While speculation hums along on the membership on the Constitution Revision Commission, there’s been not much buzz on who will be its executive director.
But there’s been quite a bit of interest in the Capitol, at least on the south side of the Plaza level, to put it back in the hands of an old pro: Billy Buzzett, who had the job back in 1997-98.
Don’t ask why. Ask: Why not?
Most importantly, Gov. Rick Scott likes the guy. He tapped the now 58-year-old lawyer – a fifth-generation Floridian – back in 2011 to head the Department of Community Affairs, the state’s growth management agency, just before it was made defunct.
“Billy is focused on helping me make government smaller, less intrusive and consistent with efforts to increase investments in Florida and spur job creation,” Scott said in a press release upon his appointment.
High praise from this governor.
Buzzett graduated from Tulane University with a bachelor’s degree in civil engineering and practiced for several years before getting his law degree from Florida State University, his bio says.

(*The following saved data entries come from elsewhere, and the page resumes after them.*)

PR #163484, opened 2025-09-22
Add weights_only=True to torch.load

cyyever:
This PR adds `weights_only=True` to remaining `torch.load` calls and enables `TOR102` in pyflake8.

### DIFF
--- a/torch/distributed/checkpoint/_experimental/checkpoint_reader.py
+++ b/torch/distributed/checkpoint/_experimental/checkpoint_reader.py
@@ -78,7 +78,7 @@ class CheckpointReader:
 
         if state_dict is None:
             result: tuple[STATE_DICT, list[str]] = (
-                torch.load(file_path, map_location=map_location),
+                torch.load(file_path, map_location=map_location, weights_only=True),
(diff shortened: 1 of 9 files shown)


torch/distributed/checkpoint/_experimental/checkpoint_reader.py
```diff
@@ -78,7 +78,7 @@ def read(
 
         if state_dict is None:
             result: tuple[STATE_DICT, list[str]] = (
-                torch.load(file_path, map_location=map_location),
+                torch.load(file_path, map_location=map_location, weights_only=True),
```
albanD, line 81: I'm not sure if this one is ok to change.
We need to either:
- put the two in this file to False and we can merge this PR
- wait for someone from the dcp team to tell us if this is ok.

cyyever: `weights_only` defaults to `True` in `torch.load`, so the semantics doesn't change after the fix. Or it should be `False` and the current behaviour is wrong?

His other bona fides include being assistant general counsel to then-Gov. Bob Martinez, staff attorney to the House Judiciary Committee, an administrative law judge, and vice president of the St. Joe Co. He’s an FSU trustee, and liked and respected on both sides of the aisle.
“He’s a smooth operator, say both friends and enemies, totally unflappable,” the Tampa Bay Times wrote of him in 2011, quoting Manley Fuller of the Florida Wildlife Federation that Buzzett “could sell snow to the Eskimos.”
The commission’s E.D. job is part-dealmaker, part-peacemaker and full time on managing personalities and keeping the trains running on time.
All the more reason why Buzzett is – again – the right man for the job. And judging from the Capitol cognoscenti, it’s practically his to take or turn down.